++++ RECORD EXCERPTS

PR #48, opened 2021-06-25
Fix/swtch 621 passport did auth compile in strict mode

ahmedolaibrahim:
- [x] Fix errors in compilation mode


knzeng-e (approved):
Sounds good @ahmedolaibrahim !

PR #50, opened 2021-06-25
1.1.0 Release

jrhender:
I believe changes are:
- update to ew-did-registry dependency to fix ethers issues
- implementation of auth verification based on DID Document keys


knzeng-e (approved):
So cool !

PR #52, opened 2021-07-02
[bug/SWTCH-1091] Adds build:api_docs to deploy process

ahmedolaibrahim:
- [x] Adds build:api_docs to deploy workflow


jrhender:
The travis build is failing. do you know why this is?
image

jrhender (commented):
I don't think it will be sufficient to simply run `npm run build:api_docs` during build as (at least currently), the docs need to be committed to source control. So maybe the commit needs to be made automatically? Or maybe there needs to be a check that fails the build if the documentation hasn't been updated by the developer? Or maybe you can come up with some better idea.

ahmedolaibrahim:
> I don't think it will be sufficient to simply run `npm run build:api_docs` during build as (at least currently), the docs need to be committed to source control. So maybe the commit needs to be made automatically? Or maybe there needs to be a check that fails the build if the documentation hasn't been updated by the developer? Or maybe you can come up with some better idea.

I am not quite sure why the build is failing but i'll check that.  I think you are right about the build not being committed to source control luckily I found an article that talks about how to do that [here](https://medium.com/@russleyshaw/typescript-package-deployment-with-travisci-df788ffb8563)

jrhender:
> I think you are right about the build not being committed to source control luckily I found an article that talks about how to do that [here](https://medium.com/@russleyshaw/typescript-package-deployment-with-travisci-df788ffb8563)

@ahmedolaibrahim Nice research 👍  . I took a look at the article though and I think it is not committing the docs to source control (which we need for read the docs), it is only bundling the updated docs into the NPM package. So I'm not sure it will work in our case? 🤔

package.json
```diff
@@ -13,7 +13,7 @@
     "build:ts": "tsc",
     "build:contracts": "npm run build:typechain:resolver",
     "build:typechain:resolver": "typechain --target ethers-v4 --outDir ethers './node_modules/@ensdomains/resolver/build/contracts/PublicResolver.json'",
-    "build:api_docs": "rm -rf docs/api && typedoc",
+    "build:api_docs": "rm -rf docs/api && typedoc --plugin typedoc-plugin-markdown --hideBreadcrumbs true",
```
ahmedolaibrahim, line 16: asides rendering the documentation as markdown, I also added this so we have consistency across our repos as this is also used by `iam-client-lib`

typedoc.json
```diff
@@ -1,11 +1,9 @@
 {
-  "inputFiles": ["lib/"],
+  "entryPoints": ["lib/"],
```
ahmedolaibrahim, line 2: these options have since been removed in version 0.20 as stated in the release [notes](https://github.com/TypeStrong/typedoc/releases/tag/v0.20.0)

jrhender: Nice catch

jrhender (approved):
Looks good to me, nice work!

++++++++
++++ RECORD EXCERPTS

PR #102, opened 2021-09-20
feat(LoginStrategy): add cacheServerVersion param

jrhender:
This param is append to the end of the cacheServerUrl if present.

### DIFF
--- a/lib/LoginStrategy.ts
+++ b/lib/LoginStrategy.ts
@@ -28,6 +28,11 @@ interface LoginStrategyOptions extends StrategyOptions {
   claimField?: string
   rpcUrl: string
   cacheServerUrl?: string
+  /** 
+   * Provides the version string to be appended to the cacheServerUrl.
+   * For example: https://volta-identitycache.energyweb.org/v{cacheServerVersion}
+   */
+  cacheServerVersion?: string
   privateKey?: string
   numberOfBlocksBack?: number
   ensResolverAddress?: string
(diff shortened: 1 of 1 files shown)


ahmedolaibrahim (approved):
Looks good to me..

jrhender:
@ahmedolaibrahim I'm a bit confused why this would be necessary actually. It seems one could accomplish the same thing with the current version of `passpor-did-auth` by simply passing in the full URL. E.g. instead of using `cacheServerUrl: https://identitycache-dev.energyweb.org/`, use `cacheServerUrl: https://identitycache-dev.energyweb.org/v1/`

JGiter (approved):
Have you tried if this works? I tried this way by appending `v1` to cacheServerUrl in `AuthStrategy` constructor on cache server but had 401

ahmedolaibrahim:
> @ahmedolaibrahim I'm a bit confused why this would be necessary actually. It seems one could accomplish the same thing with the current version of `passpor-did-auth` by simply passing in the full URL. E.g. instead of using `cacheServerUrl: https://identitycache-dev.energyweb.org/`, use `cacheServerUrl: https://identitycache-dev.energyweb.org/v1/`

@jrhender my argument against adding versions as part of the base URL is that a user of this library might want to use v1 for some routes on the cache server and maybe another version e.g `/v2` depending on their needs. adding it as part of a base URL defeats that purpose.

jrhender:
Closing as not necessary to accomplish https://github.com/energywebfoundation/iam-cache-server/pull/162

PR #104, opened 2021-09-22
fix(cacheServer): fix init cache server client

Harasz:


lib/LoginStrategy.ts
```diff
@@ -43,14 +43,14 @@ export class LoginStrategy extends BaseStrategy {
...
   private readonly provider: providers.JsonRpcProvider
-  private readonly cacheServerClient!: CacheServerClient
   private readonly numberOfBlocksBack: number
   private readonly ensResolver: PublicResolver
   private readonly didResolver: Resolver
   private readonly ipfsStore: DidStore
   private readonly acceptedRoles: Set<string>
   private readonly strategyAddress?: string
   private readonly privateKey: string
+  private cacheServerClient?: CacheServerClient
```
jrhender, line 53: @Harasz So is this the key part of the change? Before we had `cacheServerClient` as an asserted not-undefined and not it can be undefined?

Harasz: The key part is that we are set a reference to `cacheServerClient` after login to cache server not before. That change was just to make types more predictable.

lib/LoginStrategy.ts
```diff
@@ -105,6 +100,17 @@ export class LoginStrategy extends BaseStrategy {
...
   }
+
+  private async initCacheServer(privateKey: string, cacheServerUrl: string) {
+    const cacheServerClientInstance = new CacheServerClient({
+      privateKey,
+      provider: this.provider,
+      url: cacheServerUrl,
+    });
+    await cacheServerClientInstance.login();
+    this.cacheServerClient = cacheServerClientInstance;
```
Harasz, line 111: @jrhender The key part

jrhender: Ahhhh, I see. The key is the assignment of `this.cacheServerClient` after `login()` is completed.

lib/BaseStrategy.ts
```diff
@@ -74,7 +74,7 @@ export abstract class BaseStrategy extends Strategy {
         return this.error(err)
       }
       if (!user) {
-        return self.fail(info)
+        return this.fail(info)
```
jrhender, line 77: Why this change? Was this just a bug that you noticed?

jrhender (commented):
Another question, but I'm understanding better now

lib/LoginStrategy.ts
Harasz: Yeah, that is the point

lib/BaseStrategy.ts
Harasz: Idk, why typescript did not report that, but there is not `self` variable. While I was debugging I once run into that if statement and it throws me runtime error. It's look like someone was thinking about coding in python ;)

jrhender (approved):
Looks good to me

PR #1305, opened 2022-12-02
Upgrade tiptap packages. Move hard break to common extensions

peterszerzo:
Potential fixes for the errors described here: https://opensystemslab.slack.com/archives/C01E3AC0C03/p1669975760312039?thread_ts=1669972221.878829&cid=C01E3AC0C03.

++++++++
++++ RECORD EXCERPTS

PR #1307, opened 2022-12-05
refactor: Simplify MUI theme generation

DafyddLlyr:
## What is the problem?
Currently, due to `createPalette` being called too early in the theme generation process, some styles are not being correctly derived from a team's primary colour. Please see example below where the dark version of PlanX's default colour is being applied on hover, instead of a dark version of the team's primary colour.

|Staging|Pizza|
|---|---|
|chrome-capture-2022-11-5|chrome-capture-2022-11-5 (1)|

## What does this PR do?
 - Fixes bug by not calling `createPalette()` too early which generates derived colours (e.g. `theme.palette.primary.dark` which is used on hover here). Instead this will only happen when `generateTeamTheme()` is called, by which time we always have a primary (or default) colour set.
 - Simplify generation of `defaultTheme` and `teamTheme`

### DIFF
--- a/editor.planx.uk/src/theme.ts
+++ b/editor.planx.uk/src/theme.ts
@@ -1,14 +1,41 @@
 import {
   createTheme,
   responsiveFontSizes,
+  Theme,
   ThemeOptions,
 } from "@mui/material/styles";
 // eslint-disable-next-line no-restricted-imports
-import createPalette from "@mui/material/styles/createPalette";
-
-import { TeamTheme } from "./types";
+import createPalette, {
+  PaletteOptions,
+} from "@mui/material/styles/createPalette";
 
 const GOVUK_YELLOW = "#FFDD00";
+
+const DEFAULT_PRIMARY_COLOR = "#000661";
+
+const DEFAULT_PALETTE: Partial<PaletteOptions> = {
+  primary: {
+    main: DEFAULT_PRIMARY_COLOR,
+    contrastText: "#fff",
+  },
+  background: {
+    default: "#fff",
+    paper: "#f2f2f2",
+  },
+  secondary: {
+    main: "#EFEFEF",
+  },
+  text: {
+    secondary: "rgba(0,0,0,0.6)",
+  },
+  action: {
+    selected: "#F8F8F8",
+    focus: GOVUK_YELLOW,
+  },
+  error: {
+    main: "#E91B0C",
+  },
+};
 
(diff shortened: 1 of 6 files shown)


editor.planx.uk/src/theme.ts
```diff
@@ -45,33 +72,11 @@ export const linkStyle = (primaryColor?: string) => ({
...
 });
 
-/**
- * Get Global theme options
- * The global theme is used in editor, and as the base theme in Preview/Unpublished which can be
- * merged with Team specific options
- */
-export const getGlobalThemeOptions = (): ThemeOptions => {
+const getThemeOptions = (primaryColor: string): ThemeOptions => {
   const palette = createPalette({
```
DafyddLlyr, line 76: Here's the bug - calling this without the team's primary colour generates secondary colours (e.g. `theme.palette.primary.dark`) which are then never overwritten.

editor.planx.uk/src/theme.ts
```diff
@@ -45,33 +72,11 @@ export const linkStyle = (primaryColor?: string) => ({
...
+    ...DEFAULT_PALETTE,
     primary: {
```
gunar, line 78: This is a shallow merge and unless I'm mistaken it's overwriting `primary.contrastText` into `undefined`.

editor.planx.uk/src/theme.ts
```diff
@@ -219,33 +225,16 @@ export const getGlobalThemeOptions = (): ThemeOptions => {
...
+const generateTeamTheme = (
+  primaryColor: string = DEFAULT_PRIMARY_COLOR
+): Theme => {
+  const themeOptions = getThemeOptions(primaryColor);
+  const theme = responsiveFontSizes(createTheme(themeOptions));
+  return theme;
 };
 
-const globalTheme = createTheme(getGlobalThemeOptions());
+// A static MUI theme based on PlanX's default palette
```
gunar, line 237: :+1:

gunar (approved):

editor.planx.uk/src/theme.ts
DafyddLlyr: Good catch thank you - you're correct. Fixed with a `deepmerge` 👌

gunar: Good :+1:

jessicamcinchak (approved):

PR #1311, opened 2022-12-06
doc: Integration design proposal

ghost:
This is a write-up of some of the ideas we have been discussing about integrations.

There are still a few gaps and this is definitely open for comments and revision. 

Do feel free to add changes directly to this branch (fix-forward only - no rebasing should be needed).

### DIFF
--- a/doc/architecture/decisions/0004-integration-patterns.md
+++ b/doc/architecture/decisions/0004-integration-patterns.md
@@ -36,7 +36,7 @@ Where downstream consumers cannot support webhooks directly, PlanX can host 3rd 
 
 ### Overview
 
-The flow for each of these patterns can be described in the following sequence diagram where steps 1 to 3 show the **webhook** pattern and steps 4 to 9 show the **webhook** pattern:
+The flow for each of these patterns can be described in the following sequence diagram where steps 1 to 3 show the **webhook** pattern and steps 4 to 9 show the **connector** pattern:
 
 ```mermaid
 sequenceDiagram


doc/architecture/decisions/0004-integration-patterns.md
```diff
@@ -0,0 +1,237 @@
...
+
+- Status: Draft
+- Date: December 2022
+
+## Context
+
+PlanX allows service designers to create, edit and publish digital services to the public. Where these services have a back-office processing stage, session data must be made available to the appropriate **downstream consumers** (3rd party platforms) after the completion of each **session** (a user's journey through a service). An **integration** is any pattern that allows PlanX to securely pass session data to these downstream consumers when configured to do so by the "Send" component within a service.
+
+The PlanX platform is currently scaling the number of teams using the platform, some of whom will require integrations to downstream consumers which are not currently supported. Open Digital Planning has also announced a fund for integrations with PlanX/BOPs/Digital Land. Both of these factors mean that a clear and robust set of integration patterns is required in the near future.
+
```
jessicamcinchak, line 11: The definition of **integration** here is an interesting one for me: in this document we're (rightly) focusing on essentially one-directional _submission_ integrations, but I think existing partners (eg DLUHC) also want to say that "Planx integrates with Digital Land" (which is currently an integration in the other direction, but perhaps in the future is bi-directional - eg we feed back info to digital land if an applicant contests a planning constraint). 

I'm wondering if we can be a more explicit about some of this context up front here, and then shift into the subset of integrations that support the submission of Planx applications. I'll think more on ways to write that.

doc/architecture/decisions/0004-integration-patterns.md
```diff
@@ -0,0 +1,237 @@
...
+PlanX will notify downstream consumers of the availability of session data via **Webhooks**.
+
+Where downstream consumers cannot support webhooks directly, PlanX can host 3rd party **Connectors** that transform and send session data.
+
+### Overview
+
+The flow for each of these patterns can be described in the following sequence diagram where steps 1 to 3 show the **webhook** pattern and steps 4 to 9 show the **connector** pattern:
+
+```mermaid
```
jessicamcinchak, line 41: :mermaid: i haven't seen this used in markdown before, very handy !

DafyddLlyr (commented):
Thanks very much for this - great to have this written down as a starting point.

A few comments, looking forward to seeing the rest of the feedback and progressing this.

++++++++

## TASK INSTRUCTIONS
What is the number of lines in the data above that include the word "colours"? Answer with that number only.

## ANSWER TO THIS TASK
2